_DATASET RECORDS_
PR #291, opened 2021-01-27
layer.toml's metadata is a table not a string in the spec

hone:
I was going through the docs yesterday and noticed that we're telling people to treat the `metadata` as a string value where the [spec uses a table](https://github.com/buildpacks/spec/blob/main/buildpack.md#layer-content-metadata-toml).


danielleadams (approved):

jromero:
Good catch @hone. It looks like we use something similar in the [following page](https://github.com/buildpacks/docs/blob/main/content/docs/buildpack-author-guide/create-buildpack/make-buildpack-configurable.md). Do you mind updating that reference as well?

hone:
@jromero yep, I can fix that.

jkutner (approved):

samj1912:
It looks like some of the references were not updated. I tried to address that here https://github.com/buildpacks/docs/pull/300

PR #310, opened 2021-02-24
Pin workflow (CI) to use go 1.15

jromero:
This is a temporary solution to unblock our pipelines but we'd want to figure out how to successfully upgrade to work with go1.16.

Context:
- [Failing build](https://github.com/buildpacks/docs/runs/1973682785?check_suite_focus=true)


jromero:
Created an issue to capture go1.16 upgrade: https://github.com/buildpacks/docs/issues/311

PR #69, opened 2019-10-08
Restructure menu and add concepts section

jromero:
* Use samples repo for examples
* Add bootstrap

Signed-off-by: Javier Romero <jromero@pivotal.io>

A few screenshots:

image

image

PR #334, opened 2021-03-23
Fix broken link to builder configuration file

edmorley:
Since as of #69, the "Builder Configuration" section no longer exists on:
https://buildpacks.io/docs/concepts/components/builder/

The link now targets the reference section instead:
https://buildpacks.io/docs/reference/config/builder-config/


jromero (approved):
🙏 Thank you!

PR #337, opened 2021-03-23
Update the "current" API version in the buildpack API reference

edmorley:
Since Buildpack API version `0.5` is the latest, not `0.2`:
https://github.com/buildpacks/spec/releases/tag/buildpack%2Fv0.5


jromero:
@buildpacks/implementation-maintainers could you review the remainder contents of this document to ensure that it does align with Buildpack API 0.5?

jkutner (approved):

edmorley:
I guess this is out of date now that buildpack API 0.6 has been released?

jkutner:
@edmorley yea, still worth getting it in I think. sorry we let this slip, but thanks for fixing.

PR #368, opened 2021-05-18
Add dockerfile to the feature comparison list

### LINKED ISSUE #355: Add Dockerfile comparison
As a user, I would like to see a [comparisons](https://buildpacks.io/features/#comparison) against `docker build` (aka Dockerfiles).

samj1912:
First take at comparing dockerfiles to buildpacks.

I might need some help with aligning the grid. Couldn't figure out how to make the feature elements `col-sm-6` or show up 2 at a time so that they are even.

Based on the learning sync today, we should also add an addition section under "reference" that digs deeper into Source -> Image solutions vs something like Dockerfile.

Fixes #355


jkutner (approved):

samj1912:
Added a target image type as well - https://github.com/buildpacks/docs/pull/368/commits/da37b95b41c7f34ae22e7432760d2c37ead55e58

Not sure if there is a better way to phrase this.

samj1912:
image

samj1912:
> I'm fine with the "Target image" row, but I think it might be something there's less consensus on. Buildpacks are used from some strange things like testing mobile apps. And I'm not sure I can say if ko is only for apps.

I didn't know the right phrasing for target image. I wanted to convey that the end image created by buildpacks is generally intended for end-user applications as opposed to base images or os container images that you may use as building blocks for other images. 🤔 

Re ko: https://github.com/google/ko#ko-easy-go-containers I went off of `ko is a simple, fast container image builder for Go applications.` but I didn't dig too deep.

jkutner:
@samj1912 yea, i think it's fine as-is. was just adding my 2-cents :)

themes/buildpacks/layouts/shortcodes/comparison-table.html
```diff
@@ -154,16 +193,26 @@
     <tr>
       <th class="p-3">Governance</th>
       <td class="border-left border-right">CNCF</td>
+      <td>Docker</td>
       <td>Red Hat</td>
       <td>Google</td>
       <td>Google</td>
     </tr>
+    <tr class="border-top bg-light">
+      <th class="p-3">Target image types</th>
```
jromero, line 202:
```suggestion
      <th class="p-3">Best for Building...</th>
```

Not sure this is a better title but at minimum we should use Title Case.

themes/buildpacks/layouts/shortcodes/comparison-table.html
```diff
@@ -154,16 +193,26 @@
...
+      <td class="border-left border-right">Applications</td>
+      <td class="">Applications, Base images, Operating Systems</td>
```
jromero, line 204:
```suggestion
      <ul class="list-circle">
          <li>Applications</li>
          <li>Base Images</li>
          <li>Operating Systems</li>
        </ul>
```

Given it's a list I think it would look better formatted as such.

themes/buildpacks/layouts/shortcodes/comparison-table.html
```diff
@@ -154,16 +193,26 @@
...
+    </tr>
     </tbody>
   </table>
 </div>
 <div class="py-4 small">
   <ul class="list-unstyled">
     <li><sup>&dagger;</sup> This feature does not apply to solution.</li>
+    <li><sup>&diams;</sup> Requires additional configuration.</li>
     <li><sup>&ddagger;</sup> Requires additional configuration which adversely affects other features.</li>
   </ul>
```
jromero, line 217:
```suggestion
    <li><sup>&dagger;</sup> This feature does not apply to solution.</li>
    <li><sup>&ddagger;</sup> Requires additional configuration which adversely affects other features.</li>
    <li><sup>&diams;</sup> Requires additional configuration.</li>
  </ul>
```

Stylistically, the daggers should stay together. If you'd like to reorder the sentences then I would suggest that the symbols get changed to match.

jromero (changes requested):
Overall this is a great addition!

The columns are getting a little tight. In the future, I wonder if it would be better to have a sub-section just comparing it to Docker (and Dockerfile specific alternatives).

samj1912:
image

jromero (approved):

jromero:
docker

_PROMPT_
The complete listing is to be repeated exactly.

_REPLY TO THE TASK_
PR #291, opened 2021-01-27
layer.toml's metadata is a table not a string in the spec

hone:
I was going through the docs yesterday and noticed that we're telling people to treat the `metadata` as a string value where the [spec uses a table](https://github.com/buildpacks/spec/blob/main/buildpack.md#layer-content-metadata-toml).


danielleadams (approved):

jromero:
Good catch @hone. It looks like we use something similar in the [following page](https://github.com/buildpacks/docs/blob/main/content/docs/buildpack-author-guide/create-buildpack/make-buildpack-configurable.md). Do you mind updating that reference as well?

hone:
@jromero yep, I can fix that.

jkutner (approved):

samj1912:
It looks like some of the references were not updated. I tried to address that here https://github.com/buildpacks/docs/pull/300

PR #310, opened 2021-02-24
Pin workflow (CI) to use go 1.15

jromero:
This is a temporary solution to unblock our pipelines but we'd want to figure out how to successfully upgrade to work with go1.16.

Context:
- [Failing build](https://github.com/buildpacks/docs/runs/1973682785?check_suite_focus=true)


jromero:
Created an issue to capture go1.16 upgrade: https://github.com/buildpacks/docs/issues/311

PR #69, opened 2019-10-08
Restructure menu and add concepts section

jromero:
* Use samples repo for examples
* Add bootstrap

Signed-off-by: Javier Romero <jromero@pivotal.io>

A few screenshots:

image

image

PR #334, opened 2021-03-23
Fix broken link to builder configuration file

edmorley:
Since as of #69, the "Builder Configuration" section no longer exists on:
https://buildpacks.io/docs/concepts/components/builder/

The link now targets the reference section instead:
https://buildpacks.io/docs/reference/config/builder-config/


jromero (approved):
🙏 Thank you!

PR #337, opened 2021-03-23
Update the "current" API version in the buildpack API reference

edmorley:
Since Buildpack API version `0.5` is the latest, not `0.2`:
https://github.com/buildpacks/spec/releases/tag/buildpack%2Fv0.5


jromero:
@buildpacks/implementation-maintainers could you review the remainder contents of this document to ensure that it does align with Buildpack API 0.5?

jkutner (approved):

edmorley:
I guess this is out of date now that buildpack API 0.6 has been released?

jkutner:
@edmorley yea, still worth getting it in I think. sorry we let this slip, but thanks for fixing.

PR #368, opened 2021-05-18
Add dockerfile to the feature comparison list

### LINKED ISSUE #355: Add Dockerfile comparison
As a user, I would like to see a [comparisons](https://buildpacks.io/features/#comparison) against `docker build` (aka Dockerfiles).

samj1912:
First take at comparing dockerfiles to buildpacks.

I might need some help with aligning the grid. Couldn't figure out how to make the feature elements `col-sm-6` or show up 2 at a time so that they are even.

Based on the learning sync today, we should also add an addition section under "reference" that digs deeper into Source -> Image solutions vs something like Dockerfile.

Fixes #355


jkutner (approved):

samj1912:
Added a target image type as well - https://github.com/buildpacks/docs/pull/368/commits/da37b95b41c7f34ae22e7432760d2c37ead55e58

Not sure if there is a better way to phrase this.

samj1912:
image

samj1912:
> I'm fine with the "Target image" row, but I think it might be something there's less consensus on. Buildpacks are used from some strange things like testing mobile apps. And I'm not sure I can say if ko is only for apps.

I didn't know the right phrasing for target image. I wanted to convey that the end image created by buildpacks is generally intended for end-user applications as opposed to base images or os container images that you may use as building blocks for other images. 🤔 

Re ko: https://github.com/google/ko#ko-easy-go-containers I went off of `ko is a simple, fast container image builder for Go applications.` but I didn't dig too deep.

jkutner:
@samj1912 yea, i think it's fine as-is. was just adding my 2-cents :)

themes/buildpacks/layouts/shortcodes/comparison-table.html
```diff
@@ -154,16 +193,26 @@
     <tr>
       <th class="p-3">Governance</th>
       <td class="border-left border-right">CNCF</td>
+      <td>Docker</td>
       <td>Red Hat</td>
       <td>Google</td>
       <td>Google</td>
     </tr>
+    <tr class="border-top bg-light">
+      <th class="p-3">Target image types</th>
```
jromero, line 202:
```suggestion
      <th class="p-3">Best for Building...</th>
```

Not sure this is a better title but at minimum we should use Title Case.

themes/buildpacks/layouts/shortcodes/comparison-table.html
```diff
@@ -154,16 +193,26 @@
...
+      <td class="border-left border-right">Applications</td>
+      <td class="">Applications, Base images, Operating Systems</td>
```
jromero, line 204:
```suggestion
      <ul class="list-circle">
          <li>Applications</li>
          <li>Base Images</li>
          <li>Operating Systems</li>
        </ul>
```

Given it's a list I think it would look better formatted as such.

themes/buildpacks/layouts/shortcodes/comparison-table.html
```diff
@@ -154,16 +193,26 @@
...
+    </tr>
     </tbody>
   </table>
 </div>
 <div class="py-4 small">
   <ul class="list-unstyled">
     <li><sup>&dagger;</sup> This feature does not apply to solution.</li>
+    <li><sup>&diams;</sup> Requires additional configuration.</li>
     <li><sup>&ddagger;</sup> Requires additional configuration which adversely affects other features.</li>
   </ul>
```
jromero, line 217:
```suggestion
    <li><sup>&dagger;</sup> This feature does not apply to solution.</li>
    <li><sup>&ddagger;</sup> Requires additional configuration which adversely affects other features.</li>
    <li><sup>&diams;</sup> Requires additional configuration.</li>
  </ul>
```

Stylistically, the daggers should stay together. If you'd like to reorder the sentences then I would suggest that the symbols get changed to match.

jromero (changes requested):
Overall this is a great addition!

The columns are getting a little tight. In the future, I wonder if it would be better to have a sub-section just comparing it to Docker (and Dockerfile specific alternatives).

samj1912:
image

jromero (approved):

jromero:
docker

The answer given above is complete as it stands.